An enhanced and free shared bike

This “ambitious project” is the launch of the Bicimad 2.0, the successor to the shared electric bike that Madrid began using in 2014. The nearly 3,000 Bicimads were very welcome in the mountainous city and therefore difficult to ride, but the growing number of defective and broken bikes has become a nuisance among Madrilenians in recent years.

Although this decline has been unfolding under his leadership since 2019, Martínez-Almeida has smelled electoral opportunities. In the run-up to the regional and municipal elections in Spain on May 28, the right-wing conservative mayor has decided to present himself as the great bicycle savior. The improved Bicimad was built using steam and boiling water, which the mayor personally presented to the press on 6 March. As an added gesture, use new and older shared bikes for free through August.

Two different systems

The result is an amazing mess. Since the currently 800 new shared bikes do not fit in the charging stations of the old Bicimads, and the old bikes do not fit in the new charging stations, confused users leave their bikes everywhere on the street. According to the newspaper El Pais Madrid was He lost his 500 bike after only one weeka problem that has since gotten worse due to many empty shelves.

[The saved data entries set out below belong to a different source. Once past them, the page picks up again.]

PR #818, opened 2023-08-17
fix: use correct type for kibana version

shahzad31:
Kibana api returns version as string

`"version":{"number":"8.7.1",`


devcorpio (approved):
LGTM

PR #819, opened 2023-08-22
feat: added screenshot info in journey payload

shahzad31:
Journey payload will contain if it has screenshots and also it doesn't make any sense to record screenshot if page is never visited. 

This will be useful for UI to not load screenshots in journey if there are none.


src/core/runner.ts
```diff
@@ -237,7 +237,11 @@ export default class Runner {
       const page = pages[pages.length - 1];
       if (page) {
         data.url ??= page.url();
-        if (screenshots && screenshots !== 'off') {
+        if (
+          screenshots &&
+          screenshots !== 'off' &&
+          data.url !== 'about:blank'
```
devcorpio, line 243: a few questions:

- Why did you add `about:blank`? Have you reproduced any bugs?
- Although I'm assuming that you don't want to screenshot "about:blank" pages.
-  Does it make sense to expect customers to have any scenario where they want to open **about:blank** for any reason? In that case, maybe keep doing the screenshot it might make sense since that is their choice. I understand that seems a weird scenario, I'm just sharing a thought.

Either if the "about:blank" is because of a bug or because of the sake of efficiency/performance improvement, I would add a comment saying the why. Otherwise, it might be a source of questions in the future (for us and for future contributors) 

A test could also be a good way to document this

devcorpio: I read again your PR's description, perhaps I would add the comment adding "why" based on that comment.

__tests__/reporters/__snapshots__/json.test.ts.snap
```diff
@@ -210,6 +210,6 @@ exports[`json reporter writes each step as NDJSON to the FD 1`] = `
...
 {"type":"journey/browserconsole","@timestamp":1600300800000000,"journey":{"name":"j1","id":"j1"},"step":{"name":"step-name","index":0},"root_fields":{"os":{"platform":"darwin"},"package":{"name":"@elastic/synthetics","version":"0.0.1"}},"payload":{"text":"Boom","type":"error"},"error":{"name":"Error","message":"boom","stack":""},"package_version":"0.0.1"}
-{"type":"journey/end","@timestamp":1600300800000000,"journey":{"name":"j1","id":"j1","status":"succeeded"},"root_fields":{"os":{"platform":"darwin"},"package":{"name":"@elastic/synthetics","version":"0.0.1"}},"payload":{"start":0,"end":11,"status":"succeeded"},"package_version":"0.0.1"}
+{"type":"journey/end","@timestamp":1600300800000000,"journey":{"name":"j1","id":"j1","status":"succeeded"},"root_fields":{"os":{"platform":"darwin"},"package":{"name":"@elastic/synthetics","version":"0.0.1"}},"payload":{"start":0,"end":11,"status":"succeeded","has_screenshots":false},"package_version":"0.0.1"}
```
emilioalvap, line 213: Do we already have an issue to process these on HB side?

shahzad31: isn't whole payload get's processed as is from what i remember?

emilioalvap: Specifically on HB, yes. I'm more worried about integration mappings, I think we'll need to update those

vigneshshanmugam (commented):
I am not sure why we need this `has_screenshots` check. 

Wouldnt it be possible to extract this on the UI from the journey results? 
```ts
const hasScreenshots = screenshots === "on" || (screesnshots === "only-on-failure" && journey.status === "failed")
```

__tests__/reporters/__snapshots__/json.test.ts.snap
shahzad31: we don't need mapping for this field, summary document will be fetched and on client side you can see the field as part of document

vigneshshanmugam:
Closing this PR as we would like to solve the `No Screenshots problem` in a different way for API only tests.

PR #823, opened 2023-08-29
feat: read config file async

shahzad31:
Add ability to declare config file as async 

```
export default async env => {
  const params = await loadParams();
    return config;
  }
};
```

Should work as well.

### DIFF
--- a/__tests__/config.test.ts
+++ b/__tests__/config.test.ts
@@ -33,7 +33,7 @@ const FIXTURES_DIR = join(__dirname, 'fixtures');
 describe('Config', () => {
   it('read config based on environment', async () => {
     const configPath = join(FIXTURES_DIR, 'synthetics.config.ts');
-    expect(readConfig('development', configPath)).toMatchObject({
+    expect(await readConfig('development', configPath)).toMatchObject({
       params: {
         url: 'dev',
       },
@@ -41,7 +41,7 @@ describe('Config', () => {
         ...devices['Galaxy S9+'],
       },
     });
-    expect(readConfig('testing', configPath)).toMatchObject({
+    expect(await readConfig('testing', configPath)).toMatchObject({
       params: {
         url: 'non-dev',
       },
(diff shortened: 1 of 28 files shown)


__tests__/config.test.ts
```diff
@@ -50,15 +50,19 @@ describe('Config', () => {
...
     const tempPath = generateTempPath();
-    function getConfig() {
-      readConfig('development', tempPath);
+    async function getConfig() {
+      await readConfig('development', tempPath);
+    }
+    try {
+      await getConfig();
+    } catch (e) {
+      expect(e).toEqual(
```
vigneshshanmugam, line 59: we need to use .rejects to make sure its throwing error - https://jestjs.io/docs/expect#rejects

__tests__/config.test.ts
```diff
@@ -33,15 +33,15 @@ const FIXTURES_DIR = join(__dirname, 'fixtures');
 describe('Config', () => {
   it('read config based on environment', async () => {
     const configPath = join(FIXTURES_DIR, 'synthetics.config.ts');
-    expect(readConfig('development', configPath)).toMatchObject({
+    expect(await readConfig('development', configPath)).toMatchObject({
```
vigneshshanmugam, line 36: We need a new test where fetch these configs remotely and merge it inside params and also catching these errors correctly.

src/config.ts
```diff
@@ -47,6 +50,9 @@ export function readConfig(env: string, config?: string): SyntheticsConfig {
   }
   if (typeof options === 'function') {
     options = options(env);
+    if (options instanceof Promise) {
```
vigneshshanmugam, line 53: We need something like this
```
    options != null
    typeof val.then === 'function' &&
    typeof val.catch === 'function'
```

Promises are transpiled in different ways based on the Native promises and ES6 promises. This would be the safest way to check for Promise like function.

src/options.ts
```diff
@@ -85,7 +85,7 @@ export function normalizeOptions(
    */
   const config =
     cliArgs.config || !cliArgs.inline
-      ? readConfig(options.environment, cliArgs.config)
+      ? await readConfig(options.environment, cliArgs.config)
```
vigneshshanmugam, line 88: Needs a test and report errors correctly when journeys are run/pushed.

vigneshshanmugam (changes requested):

src/common_types.ts
```diff
@@ -43,7 +43,7 @@ export type Location = {
   column: number;
 };
 
-export type Params = Record<string, any>;
+export type Params = Record<string, string | number>;
```
vigneshshanmugam, line 46:
```suggestion
export type Params = Record<string, any>;
```

vigneshshanmugam:
@shahzad31 I pushed few fixes for the code and tests. Please check it once, I will get it merged once I get answer for this one https://github.com/elastic/synthetics/pull/823#discussion_r1317856400 , I am curious if its intended or just for testing. Thanks.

It’s possible that a handful of new users may have accessed the temporarily free shared bikes: Not everyone seems to understand that bikes have to go back to their charging stations, the city council grumbles. To limit the damage caused by the failed election campaign, the council sent ten teams of two municipal employees each. They roam the city in 24-hour shifts in pickup trucks, looking for bikes lost in Martínez-Almeida.